1. A processor-implemented method for reducing noise and echo in an audio signal, the method comprising: estimating, by a processor-based system, a transfer function (TF) of an echo path associated with a received audio signal, the audio signal including a combination of a speech signal, additive noise, and an echo signal, the estimation based on a reference signal; performing, by the processor-based system, cancellation of one or more linear components of the echo signal, based on the echo path TF, to provide an echo cancelled signal; estimating, by the processor-based system, a square root of an inverse of a covariance matrix of the additive noise; whitening, by the processor-based system, the echo cancelled signal; estimating, by the processor-based system, a speech path relative transfer function (RTF) associated with the speech signal, based on the whitened echo cancelled signal; and performing, by the processor-based system, beamforming on the whitened echo cancelled signal, based on the echo path TF, the speech path RTF, and the estimated square root of the inverse of the covariance matrix of the additive noise.

2. The method of claim 1 , wherein the estimation of the echo path TF employs a Recursive Least Squares (RLS)-Inverse QR Decomposition (IQRD).

3. The method of claim 1 , wherein the estimation of the square root of the inverse of the covariance matrix of the additive noise employs an RLS-IQRD.

4. The method of claim 1 , wherein the beamforming is weighted Minimum Variance Distortionless Response (MVDR) beamforming, the method further comprising generating the echo signal to include non-linear distortion components, the MVDR beamforming further to reduce the non-linear distortion components of the echo signal.
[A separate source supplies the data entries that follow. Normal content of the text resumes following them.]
PR #144, opened 2017-03-08
Add z and m to PCBounds

elemoine:
I am creating this PR for discussion, on behalf of @mbredif and myself.

Currently, the [bounds](https://github.com/pgpointcloud/pointcloud/blob/60e10e31ef7114f7819456f4f9ed065e10278013/lib/pc_api.h#L147-L153) that we store in patches are 2D. This is a limitation.

For example, `PC_Intersects(p1, p2)`, which checks whether the bounds of `p1` and `p2` intersect, works in [2D only](https://github.com/pgpointcloud/pointcloud/blob/60e10e31ef7114f7819456f4f9ed065e10278013/lib/pc_util.c#L238-L249). Also, `geometry(p)` currently [returns](https://github.com/pgpointcloud/pointcloud/blob/60e10e31ef7114f7819456f4f9ed065e10278013/pgsql_postgis/pointcloud_postgis--1.0.sql#L16-L26) a 2D polygon. So with an index on `geometry(p)` only 2D spatial relationship tests are possible.

To address these limitations this PR suggests adding `zmin`, `zmax`, `mmin` and `mmax` to `PCBOUNDS`.

One issue is the change to the patch format, making "old" patch data incompatible with newer versions of pointcloud. I think this is not acceptable. One way to address that problem might be to use some bits of the [current patch header](https://github.com/pgpointcloud/pointcloud/blob/60e10e31ef7114f7819456f4f9ed065e10278013/lib/pc_api.h#L172-L178) to store some version number. For example, we could steal some bits from `type`, which only requires [4 bits](https://github.com/pgpointcloud/pointcloud/blob/60e10e31ef7114f7819456f4f9ed065e10278013/lib/pc_api.h#L36-L45) at the moment.

What do you think? Do you agree with extending `PCBOUNDS`? Does the idea of stealing bits from `type` to encode some version in the data sound valid? Stupid? Do you see other way to address the "patch data compatibility" issue?

### DIFF
--- a/lib/pc_api.h
+++ b/lib/pc_api.h
@@ -150,6 +150,10 @@ typedef struct
 	double xmax;
 	double ymin;
 	double ymax;
+	double zmin;
+	double zmax;
+	double mmin;
+	double mmax;
 } PCBOUNDS;
 
 /* Used for generic patch statistics */
--- a/lib/pc_api_internal.h
+++ b/lib/pc_api_internal.h
@@ -269,11 +269,13 @@ void pc_bytes_to_ptr(uint8_t *buf, PCBYTES pcb, int n);
 */
 
 /** Initialize with very large mins and very small maxes */
-void pc_bounds_init(PCBOUNDS *b);
+void pc_bounds_init(PCBOUNDS *b, const PCSCHEMA *schema);
 /** Copy a bounds */
 PCSTATS* pc_stats_clone(const PCSTATS *stats);
 /** Expand extents of b1 to encompass b2 */
 void pc_bounds_merge(PCBOUNDS *b1, const PCBOUNDS *b2);
+/** Expand extents of b to encompass p */
+void pc_bounds_expand(PCBOUNDS *b, const PCPOINT *p);
 
 /****************************************************************************
 * BITMAPS
--- a/lib/pc_filter.c
+++ b/lib/pc_filter.c
@@ -165,7 +165,7 @@ pc_patch_dimensional_filter(const PCPATCH_DIMENSIONAL *pdl, const PCBITMAP *map)
 		stats.max = pc_value_scale_offset(stats.max, dim);
 		stats.sum = pc_value_scale_offset(stats.sum, dim);
 
-		/* Save the X/Y stats for use in bounds later */
+		/* Save the XYZM stats for use in bounds later */
 		if ( i == pdl->schema->x_position )
 		{
 			fpdl->bounds.xmin = stats.min;
@@ -175,6 +175,16 @@ pc_patch_dimensional_filter(const PCPATCH_DIMENSIONAL *pdl, const PCBITMAP *map)
 		{
 			fpdl->bounds.ymin = stats.min;
 			fpdl->bounds.ymax = stats.max;
+		}
+		else if ( i == pdl->schema->z_position )
+		{
+			fpdl->bounds.zmin = stats.min;
+			fpdl->bounds.zmax = stats.max;
+		}
+		else if ( i == pdl->schema->m_position )
+		{
+			fpdl->bounds.mmin = stats.min;
+			fpdl->bounds.mmax = stats.max;
 		}
 
 		pc_point_set_double_by_index(&(fpdl->stats->min), i, stats.min);
--- a/lib/pc_patch_dimensional.c
+++ b/lib/pc_patch_dimensional.c
@@ -21,7 +21,7 @@ typedef struct
 	int8_t readonly;
 	const PCSCHEMA *schema;
 	uint32_t npoints;
-	double xmin, xmax, ymin, ymax;
+	double xmin, xmax, ymin, ymax, zmin, zmax, mmin, mmax;
 	PCSTATS *stats;
 	PCBYTES *bytes;
 } PCPATCH_DIMENSIONAL;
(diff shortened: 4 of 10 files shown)


pgsql/pc_pgsql.c
```diff
@@ -530,9 +530,10 @@ pc_patch_dimensional_serialize(const PCPATCH *patch_in)
 {
 	//  uint32_t size;
 	//  uint32_t pcid;
-	//  uint32_t compression;
+	//  uint16_t version;
```
mbredif: Version and compression should be swapped here and in all similar comments, to reflect the ordering in the declaration.

pgsql/pc_pgsql.c
```diff
@@ -799,16 +806,43 @@ pc_patch_serialize_to_uncompressed(const PCPATCH *patch_in)
 	return serpatch;
 }
 
+static void
+pc_patch_set_common(PCPATCH *patch, const SERIALIZED_PATCH *serpatch, const PCSCHEMA *schema)
```
mbredif: I propose to rename this as `pc_patch_common_deserialize`.
It should return somehow the data pointer to the payload, since we cannot rely on serpatch->data for patches in version 0.

pgsql/pc_pgsql.c
```diff
@@ -799,16 +806,43 @@ pc_patch_serialize_to_uncompressed(const PCPATCH *patch_in)
...
+		// (xmin, xmax, ymin, ymax, zmin, zmax, mmin, mmax)
+		patch->type = serpatch->compression;
+		patch->bounds = serpatch->bounds;
+	}
+	else
+	{
+		// old-style header, with 2D bounds
+		// (xmin, xmax, ymin, ymax)
+		patch->type = (uint16_t) compression_and_version;
+		memcpy(&patch->bounds, &serpatch->bounds, 4 * sizeof(double));
```
mbredif: z and m bounds should be initialized with [-inf,inf]

pgsql/pc_pgsql.c
```diff
@@ -799,16 +806,43 @@ pc_patch_serialize_to_uncompressed(const PCPATCH *patch_in)
...
+	patch->npoints = serpatch->npoints;
+
+	compression_and_version = *((uint32_t *) (&serpatch->compression));
+	if ( compression_and_version > UINT16_MAX)
+	{
+		// new-style header, with 4D bounds
+		// (xmin, xmax, ymin, ymax, zmin, zmax, mmin, mmax)
+		patch->type = serpatch->compression;
+		patch->bounds = serpatch->bounds;
+	}
```
mbredif: return `serpatch->data` ?

pgsql/pc_pgsql.c
```diff
@@ -799,16 +806,43 @@ pc_patch_serialize_to_uncompressed(const PCPATCH *patch_in)
...
+	else
+	{
+		// old-style header, with 2D bounds
+		// (xmin, xmax, ymin, ymax)
+		patch->type = (uint16_t) compression_and_version;
+		memcpy(&patch->bounds, &serpatch->bounds, 4 * sizeof(double));
+	}
```
mbredif: return serpatch->data-4*sizeof(double) ?

pgsql/pc_pgsql.c
```diff
@@ -550,6 +551,7 @@ pc_patch_dimensional_serialize(const PCPATCH *patch_in)
 	serpch->pcid = patch->schema->pcid;
```
mbredif: Some code could be factored from all patch types into a new `pc_patch_common_serialize` function. (This function could eventually allow serializing version 0 serpatches. is there any point to it ?)

pgsql/pc_pgsql.c
elemoine: Agree.

elemoine:
> My main concern is that serpatch header changed so that its new data field will not point to the beginning of the payload for patches in version 0.

That part is not yet clear to me. I guess I need to study the code.

elemoine:
> My main concern is that serpatch header changed so that its new data field will not point to the beginning of the payload for patches in version 0.

Obviously. I understand the issue. I am now wondering whether using two different structures would be better: `SERIALIZED_PATCH_V0` and `SERIALIZED_PATCH_V1`. This would also mean introducing `PCBOUNDS4` instead of extending the current `PCBOUNDS`. I'll give it a try.

mbredif:
`SERIALIZED_PATCH` are in multiple places...
Considering that the `bounds` is in the `data` (similar to the `stats`) would be easier to implement. Then it would require a mechanism to get the bounds, stats and payload offsets within the data pointer (similar to the functionnality currently offered by [pc_stats_size](https://github.com/pgpointcloud/pointcloud/blob/master/lib/pc_stats.c#L190))

pgsql/pc_pgsql.c
elemoine: Done.

pgsql/pc_pgsql.c
elemoine: I am trying to minimize changes for now.

pgsql/pc_pgsql.c
elemoine: Done.

pgsql/pc_pgsql.c
elemoine: Done.

pgsql/pc_pgsql.c
elemoine: Done.

pgsql/pc_pgsql.c
elemoine: Done. Using `DBL_MAX`.

elemoine:
@mbredif I finally continued with the initial approach. And I followed your suggestions to have `pc_patch_common_serialize` return a pointer to the serpatch data.

mbredif:
Good ! There are however be other places where `compression` was used that need further modifications (the list might not be complete...) : 
- `compression` variables are still declared as `uint32_t` in various places ([like here](https://github.com/pgpointcloud/pointcloud/blob/04993240d921cf5a049bcf8f6b8624183f4669dd/lib/pc_patch.c#L132-L133) or [in PCSCHEMA](https://github.com/pgpointcloud/pointcloud/pull/144/files#diff-d7c7bdde4dd00cc24459067092b2844fR95))
- [wkb_get_compression](https://github.com/pgpointcloud/pointcloud/blob/692a5681012b635222e15858766cc2ba8484cb42/lib/pc_util.c#L176) needs a fix

elemoine:
> There are however be other places where compression was used that need further modifications (the list might not be complete...) :

I know that the patch is incomplete. This is WIP. At this point, I am just trying out things and discussing options with you :) (Thanks a lot for that!)

> compression variables are still declared as uint32_t in various places (like here or in PCSCHEMA)

Yep.

> wkb_get_compression needs a fix

I am not sure about this. Why do you think `wkb_get_compression` requires a fix exactly? The compression is [represented](https://github.com/LI3DS/pointcloud/blob/a6c4b6b9e16e723077a03ce864ae769ac32e0d85/lib/pc_patch_uncompressed.c#L69-L93) as an `uint32_t` in the WKB string, and I see no reason to change that. Changing the compression type in the WKB would mean breaking existing data/applications again.


Another thing that certainly requires changes: [`pc_patch_to_geometry_wkb_envelope`
](https://github.com/LI3DS/pointcloud/blob/a6c4b6b9e16e723077a03ce864ae769ac32e0d85/pgsql/pc_pgsql.c#L1064-L1129)

That function is used by `PC_Envelope`, itself used by the pointcloud_postgis [`geometry`](https://github.com/LI3DS/pointcloud/blob/a6c4b6b9e16e723077a03ce864ae769ac32e0d85/pgsql_postgis/pointcloud_postgis--1.0.sql#L19-L26) to create a PostGIS polygon from a patch. It needs to return a 3D envelope to be able to do 3D relationship tests with an index on `geometry(p)`.

mbredif:
Ok I see your point of not breaking everything. A possibility would be to steal bytes from patch wkb as well, keeping a wkb version of 0, so that compression is uint16 everywhere.

For the envelope, I propose to align with postgis as much as possible. [ST_Envelope](http://postgis.net/docs/ST_Envelope.html) is a 2D polygon (despite the mention in the documentation)

> (PostGIS will add a ZMIN/ZMAX coordinate as well)


```
# SELECT Box3D(geom), Box2D(geom), ST_AsText(ST_Envelope(geom)) As envelope 
 FROM (SELECT 'MULTIPOINT((0 0 0), (3 4 10))'::geometry As geom) As foo;
        box3d        |    box2d     |            envelope            
---------------------+--------------+--------------------------------
 BOX3D(0 0 0,3 4 10) | BOX(0 0,3 4) | POLYGON((0 0,0 4,3 4,3 0,0 0))
```

[Here](https://github.com/LI3DS/pointcloud/pull/59/commits/f044097eae5703f655b757bc32e4e486e8e29a15) is an attempt to provide a box3d.

@strk, @pramsey : what would be the preferred way to expose the 3DZ, 3DM and 4D bounding boxes of patches so that it integrates well with postgis and postgresql in general (multidimensional indexes) ? From a quick look at postgis source code, box3D seems to get obsolete and GBOX is not exposed in sql.

elemoine:
> Ok I see your point of not breaking everything. A possibility would be to steal bytes from patch wkb as well, keeping a wkb version of 0, so that compression is uint16 everywhere.

Yes, I thought about that. But this also means changes that we don't really need. I don't know right now.



> For the envelope, I propose to align with postgis as much as possible. ST_Envelope is a 2D polygon

Good point on `ST_Envelope` always returning a 2D geometry. I hadn't realized that.

elemoine:
@mbredif see https://github.com/pgpointcloud/pointcloud/pull/144/commits/ed807c686f29ae4a462b21d57ba1089c154904e2 (in my `pcbounds-xyzm` branch) for a slightly different way to identify new vs old-style patches. In this approach the `compression` field remains an `uint32_t`, but an offset is applied at serialization time. This is actually not very different from the previous patch, but by still using a `uint32_t` for `compression` we keep the consistency with the type used in the WKB.

strk:
@mbredif I'd use a bounding diagonal: http://postgis.net/docs/ST_BoundingDiagonal.html

mbredif:
> @mbredif I'd use a bounding diagonal: http://postgis.net/docs/ST_BoundingDiagonal.html
Ok, sounds good, thanks for the pointer.

elemoine:
@mbredif if you have a chance to look at my patch again…

mbredif:
I think your proposal does the job, the last version doing the strict minimum amount of change. My concern is that whatever new format ends up being decided , it will have to be supported, so that the new format should be good and generic enough so that we do not have to break it tomorrow. I have no experience in format maintenance though...

elemoine:
> I think your proposal does the job, the last version doing the strict minimum amount of change. My concern is that whatever new format ends up being decided , it will have to be supported, so that the new format should be good and generic enough so that we do not have to break it tomorrow. I have no experience in format maintenance though...

Yep, I have the same concern as you. No rush. Let's keep thinking (and experimenting) about this… Thanks for your feedback.

pramsey:
Main comment is this is an invasive change for something that in 90% of cases won't help. At least in large scale LIDAR world, no? I found all the selectivity was in x/y, and most queries were taking in the majority of the range of z. Having full dimensional indexes is something that sounds like a good idea but doesn't help that much. If you have a use case where you **need** it, then by all means ignore me, but if you just think it **seems sensible** then take a pause.

elemoine:
@pramsey yes, I agree, and that's what I meant by "let's keep thinking about the whole thing…" It is not my plan to merge this.

elemoine:
We have other ideas to explore, so I am closing this for now. Thank you all for your comments.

5. The method of claim 1 , wherein the estimating of the speech path RTF is performed during time periods associated with the presence of the speech signal and the absence of the echo signal.

6. The method of claim 1 , wherein the processor-based system is a smartphone and the echo signal is generated by a loudspeaker of the smartphone during a voice call in speakerphone mode.

7. The method of claim 1 , wherein the processor-based system is a smart-speaker system and the echo signal is generated by playing selected audio content.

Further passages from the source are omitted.